§ Task description
Read the lines below. Copy out any that hold the string "aaron".

§ Information given
PR #19, opened 2021-02-04
Upsert overriding with the new config to be upserted

anujgoyal1:
This change was needed to support the update of the fields with default proto value. We can't distinguish if the default value was being set(updated) or it's just the default proto value.
eg: If a flag  in config is marked as true, now we want to update it to false, it's not possible with the current merging/partial update logic. So, for now, support is for full update of the config.


aaron-steinfeld (commented):
Please update `config_service.proto` docs to indicate new behavior as well as updating the description to describe the motivation for this change.

GurtejSohi (approved):

PR #27, opened 2021-02-23
refactor: move around test-fixtures for publishing

aaron-steinfeld:


spaces-config-service-impl/build.gradle.kts
```diff
@@ -18,7 +18,7 @@ dependencies {
   testImplementation("org.junit.jupiter:junit-jupiter:5.7.0")
   testImplementation("org.mockito:mockito-core:3.7.0")
   testImplementation("org.mockito:mockito-junit-jupiter:3.7.0")
-  testImplementation(testFixtures(project(":config-service")))
+  testImplementation(testFixtures(project(":config-service-api")))
```
pavan-traceable, line 21: testFixtures on api doesn't look convincing. Should we add new module like utils and move these ?

aaron-steinfeld: Why? Isn't this exactly what the test fixtures are associated with? They're a way to write tests against the api without needing the real implementation, and are used by consumers that are depending on the api.

pavan-traceable: Thanks, i am not aware of this.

§ Task answer
aaron-steinfeld (commented):
aaron-steinfeld:
aaron-steinfeld: Why? Isn't this exactly what the test fixtures are associated with? They're a way to write tests against the api without needing the real implementation, and are used by consumers that are depending on the api.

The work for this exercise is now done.